- TO DO -
Reprint every entry, character for character.

- SOURCE MATERIAL -

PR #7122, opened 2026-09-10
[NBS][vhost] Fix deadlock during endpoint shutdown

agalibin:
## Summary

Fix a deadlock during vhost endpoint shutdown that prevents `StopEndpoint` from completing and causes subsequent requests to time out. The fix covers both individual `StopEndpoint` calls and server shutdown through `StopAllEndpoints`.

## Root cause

- EXERCISE ANSWER -
PR #7122, opened 2026-09-10
[NBS][vhost] Fix deadlock during endpoint shutdown

agalibin:
## Summary

Fix a deadlock during vhost endpoint shutdown that prevents `StopEndpoint` from completing and causes subsequent requests to time out. The fix covers both individual `StopEndpoint` calls and server shutdown through `StopAllEndpoints`.

## Root cause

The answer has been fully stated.